_Exercise details_: Locate, in the data below, the line that contains "(required for OAuth" and the line that contains "every other credential."; reproduce exactly those two lines and every line between them, nothing more.

_Extracted records_:
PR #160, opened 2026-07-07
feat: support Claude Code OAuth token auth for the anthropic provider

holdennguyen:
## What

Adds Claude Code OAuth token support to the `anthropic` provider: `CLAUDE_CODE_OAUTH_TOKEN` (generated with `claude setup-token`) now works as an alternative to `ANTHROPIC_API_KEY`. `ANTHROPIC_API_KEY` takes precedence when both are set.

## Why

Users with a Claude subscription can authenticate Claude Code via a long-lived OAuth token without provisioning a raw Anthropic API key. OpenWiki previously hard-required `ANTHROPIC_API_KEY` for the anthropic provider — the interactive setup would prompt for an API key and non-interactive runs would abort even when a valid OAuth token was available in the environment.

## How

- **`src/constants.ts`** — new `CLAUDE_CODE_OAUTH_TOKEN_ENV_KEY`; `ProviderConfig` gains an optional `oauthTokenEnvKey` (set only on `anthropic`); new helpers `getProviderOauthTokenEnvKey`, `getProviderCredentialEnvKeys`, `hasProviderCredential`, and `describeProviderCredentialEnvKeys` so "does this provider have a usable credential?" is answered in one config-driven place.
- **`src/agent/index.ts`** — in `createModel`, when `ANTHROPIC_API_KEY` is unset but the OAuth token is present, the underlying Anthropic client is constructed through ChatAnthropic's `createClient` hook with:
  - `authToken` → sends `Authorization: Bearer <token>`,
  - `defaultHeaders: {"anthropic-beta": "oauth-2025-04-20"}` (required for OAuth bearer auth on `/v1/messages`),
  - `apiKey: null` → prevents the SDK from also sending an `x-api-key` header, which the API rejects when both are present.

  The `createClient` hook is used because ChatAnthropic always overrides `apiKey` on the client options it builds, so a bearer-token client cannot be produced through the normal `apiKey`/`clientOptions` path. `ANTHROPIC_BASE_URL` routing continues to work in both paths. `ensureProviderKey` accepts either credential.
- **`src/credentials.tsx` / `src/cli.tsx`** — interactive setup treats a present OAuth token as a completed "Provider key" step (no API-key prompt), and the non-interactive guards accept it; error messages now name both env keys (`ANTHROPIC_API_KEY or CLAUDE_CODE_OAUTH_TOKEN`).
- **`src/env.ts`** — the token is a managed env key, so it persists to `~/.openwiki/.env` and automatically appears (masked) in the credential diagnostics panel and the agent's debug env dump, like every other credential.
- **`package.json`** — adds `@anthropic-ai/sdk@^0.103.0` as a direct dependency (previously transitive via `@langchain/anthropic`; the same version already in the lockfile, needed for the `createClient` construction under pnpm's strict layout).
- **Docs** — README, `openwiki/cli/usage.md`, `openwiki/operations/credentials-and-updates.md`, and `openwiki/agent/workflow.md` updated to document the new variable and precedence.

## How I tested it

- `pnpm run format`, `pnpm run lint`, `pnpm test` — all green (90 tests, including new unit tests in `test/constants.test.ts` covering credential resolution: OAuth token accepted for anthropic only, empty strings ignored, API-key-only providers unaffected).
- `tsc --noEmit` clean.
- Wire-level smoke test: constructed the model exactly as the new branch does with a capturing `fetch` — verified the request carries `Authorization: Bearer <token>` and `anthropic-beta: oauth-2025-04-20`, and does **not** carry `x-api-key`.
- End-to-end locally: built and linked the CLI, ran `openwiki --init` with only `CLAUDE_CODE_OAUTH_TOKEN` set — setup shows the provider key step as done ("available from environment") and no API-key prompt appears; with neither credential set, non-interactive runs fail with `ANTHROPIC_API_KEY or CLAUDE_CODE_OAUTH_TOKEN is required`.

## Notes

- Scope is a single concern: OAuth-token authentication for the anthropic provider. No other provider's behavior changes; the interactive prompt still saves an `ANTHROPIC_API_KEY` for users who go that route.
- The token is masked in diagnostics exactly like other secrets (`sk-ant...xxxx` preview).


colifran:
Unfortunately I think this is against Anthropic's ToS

--

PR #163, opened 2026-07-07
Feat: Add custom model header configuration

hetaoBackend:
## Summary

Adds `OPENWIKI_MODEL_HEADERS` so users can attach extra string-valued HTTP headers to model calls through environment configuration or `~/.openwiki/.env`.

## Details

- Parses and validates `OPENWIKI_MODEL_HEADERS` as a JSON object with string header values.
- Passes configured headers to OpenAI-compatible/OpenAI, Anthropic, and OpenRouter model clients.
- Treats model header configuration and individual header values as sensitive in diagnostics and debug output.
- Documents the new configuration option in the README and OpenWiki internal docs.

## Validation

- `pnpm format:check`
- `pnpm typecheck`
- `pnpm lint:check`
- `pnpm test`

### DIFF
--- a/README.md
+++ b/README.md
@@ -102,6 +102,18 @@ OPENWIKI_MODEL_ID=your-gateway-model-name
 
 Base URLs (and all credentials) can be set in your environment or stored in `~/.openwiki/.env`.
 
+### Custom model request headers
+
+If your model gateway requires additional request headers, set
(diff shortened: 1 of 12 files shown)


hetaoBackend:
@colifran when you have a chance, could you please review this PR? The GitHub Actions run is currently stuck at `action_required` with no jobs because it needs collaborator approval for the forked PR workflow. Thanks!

_Reply to the exercise_:
  - `defaultHeaders: {"anthropic-beta": "oauth-2025-04-20"}` (required for OAuth bearer auth on `/v1/messages`),
  - `apiKey: null` → prevents the SDK from also sending an `x-api-key` header, which the API rejects when both are present.

  The `createClient` hook is used because ChatAnthropic always overrides `apiKey` on the client options it builds, so a bearer-token client cannot be produced through the normal `apiKey`/`clientOptions` path. `ANTHROPIC_BASE_URL` routing continues to work in both paths. `ensureProviderKey` accepts either credential.
- **`src/credentials.tsx` / `src/cli.tsx`** — interactive setup treats a present OAuth token as a completed "Provider key" step (no API-key prompt), and the non-interactive guards accept it; error messages now name both env keys (`ANTHROPIC_API_KEY or CLAUDE_CODE_OAUTH_TOKEN`).
- **`src/env.ts`** — the token is a managed env key, so it persists to `~/.openwiki/.env` and automatically appears (masked) in the credential diagnostics panel and the agent's debug env dump, like every other credential.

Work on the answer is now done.